Татьяна крупными пальцами мягкими, как у тряпичных кукол, взяла меня за плечи.

– Вот уже Виталик тебе обрадуется. Он на Оголовке сейчас, с другом, скоро явится. А ты на отца стал очень похож.

От Татьяны нежно пахло молоком, как будто она принимала молочную ванну. Из глубин моей памяти вдруг всплыло воспоминание о каком-то очень похожем запахе. И мне (о ужас!) вдруг захотелось уткнуться лицом в манящую нежный душистой испариной ложбинку на ее груди. Я понимал, что это приступ какого-то безумия, перепугался, вдруг Татьяна догадается об этом, и жутко покраснел.

И все из-за фокусов моего дурацкого носа!

То, что он у меня какой-то не такой, папа обнаружил, когда я ходил в детский сад. Однажды мне дали за обедом ложку, я ее понюхал и не стал есть сладкую кашу.

– Почему не ешь?

– Ложка рыбой пахнет.

Дали другую.

– И эта!

Оставили без второго, пожаловались папе на капризы и упрямство.

Папа пристально посмотрел на меня и не увидел на моем лице ни тени смущения.

Тут вмешалась повариха:

– Я этими ложками вчера рыбу с противня снимала. Но они мытые, вы же видели.

– А вы дайте ему несколько ложек: мытых после рыбы и каких-нибудь новых что ли.

Это в папе заговорил экспериментатор.

Дали.

Я, как щенок, понюхал и определил, где какая.

Стоян долго смеялся, узнав об этом.

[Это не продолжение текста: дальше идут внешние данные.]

PR #1275, opened 2021-09-25
Fix "object has no attribute 'tolist'"

jepler:
This occurs since the switch to pyopengl (yay!) but only if python3-numpy is not also installed.

I was able to eliminate the conversion of the matrix to its 1D / list form entirely.

I think I got pretty good manual testing coverage of everything _except_ qt vismach in my testing, both with and without python3-numpy installed.  qt vismach should be the same as tk vismach, as I made edits with the same intended effect.

### DIFF
--- a/lib/python/qtvcp/lib/qt_vismach/primitives.py
+++ b/lib/python/qtvcp/lib/qt_vismach/primitives.py
@@ -1,4 +1,4 @@
-import itertools
+import copy
 import OpenGL.GL as GL
 from OpenGL import GLU
 import hal
@@ -164,9 +164,9 @@ class Track(Collection):
 
         view2world = invert(self.world2view.t)
 
-        px, py, pz = self.position.t[12:15]
+        px, py, pz = self.position.t[3][:3]
         px, py, pz = self.map_coords(px, py, pz, view2world)
-        tx, ty, tz = self.target.t[12:15]
+        tx, ty, tz = self.target.t[3][:3]
         tx, ty, tz = self.map_coords(tx, ty, tz, view2world)
         dx = tx - px;
         dy = ty - py;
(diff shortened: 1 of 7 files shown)


lib/python/qtvcp/lib/qt_vismach/primitives.py
```diff
@@ -654,8 +654,7 @@ def capture(self):
         # give a list of lists.
         # It would be better to change all the functions so a flat list could be used 
         # directly - i don't understand the code well enough
-        # self.t = GL.glGetDoublev(GL.GL_MODELVIEW_MATRIX)
-        self.t = list(itertools.chain.from_iterable(GL.glGetDoublev(GL.GL_MODELVIEW_MATRIX)))
+        self.t = glGetDoublev(GL_MODELVIEW_MATRIX))
```
rene-dev, line 657: extra brace here causes the test to fail

rene-dev:
looks good to me, thanks for looking into the issue

jepler:
I'll correct the error soon, it looks trivial

jepler:
I have a report on irc from @pcw-mesa that this didn't fix the problem, but I still think it's an improvement. (and don't see a problem here, running sim/axis/axis.ini and sim/axis/vismach/5axis/max5/max5kins.ini.  If you're still having a problem after this change, please report whether
 - installing python3-numpy makes a difference (I have no problem making this a hard dependency of linuxcnc)
 - the full traceback of where the error is still occurring
 - any steps you have to take before it occurs (my testing is just panning & rotating the view in axis, and running gcode to watch the backplot in vismach)

Feel free to report it here or in a fresh issue. If you mention me in a fresh issue I'll be more likely to see it.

Он принялся рассматривать мой нос через лупу, а потом сказал:

– Смотри ты! Нос та-а-кой маленький, а нюх – такой "вострый".

Это он меня пародировал.

Татьяна моего смущения, слава Богу, не заметила и продолжала:

– Ну, ладно, неси вещи в летний домик, а я чайник на газ переставлю. На плите он до вечера не нагреется.

Она улыбнулась и ласково посмотрела как бы сквозь меня. Нередко мне очень хотелось, чтобы такой взгляд был у Стояна. Потому что, как бы строго Татьяна не говорила со мной и Виталиком, глаза ее постоянно от нас отвлекались и напоминали, что долго сердится на нас она не будет: у нее есть дела и поважнее. А вот, когда Стоян тебя припечатает словом, а потом пригвоздит немигающим взглядом черных глаз, так сразу поймешь, что "приговор окончательный и обжалованию не подлежит".

В летнем домике, который мы раньше делили с множеством пауков и паучих, все было, как раньше. Только вентилятор повесили над дверью.

Я сел на самую большую кровать, которая раньше считалась "моей". Конечно, я предпочел бы отправиться на поиски Виталика, а не общаться с этой неожиданно для меня появившейся Викториной. Но ведь Стоян слов на ветер не бросает. Устроит тут шоу! Размышляя над этим, я не заметил, как рядом со мной очутилась Вика и стала подпрыгивать на скрипучей кроватной сетке.

– Отдыхающий! То есть Ю-ра! Ты будешь вещи развешивать, ну, полотенца там, одежду всякую?

– Что? – я воззрился на нее с недоумением.

– Видишь – гвоздики? Их дедушка Вася набил, чтобы одежду весить.

Я вздохнул, слез с кровати и раскрыл сумку. Девчонка присела рядом с ней и с любопытством принялась разглядывать ее содержимое.

 

В общем, из моего в ней было только два полотенца и ветровка. Поэтому, вынув их, я закрыл сумку и засунул ее под кровать.

– А чево ты остальное не вынимаешь?

– Потому что там не мои вещи.

– А чьи?

– Любопытной Варваре…

– Так Таня ж тебе сказала, как меня зовут? Да? А ты забыл?

Я не стал заканчивать поговорку и решил выйти на улицу.

– А в рюкзаке это твои вещи или тоже не твои?

– Ну, какая тебе разница!

– У Виталика тоже рюкзак есть, только он зеленый, и тут вот карманчик.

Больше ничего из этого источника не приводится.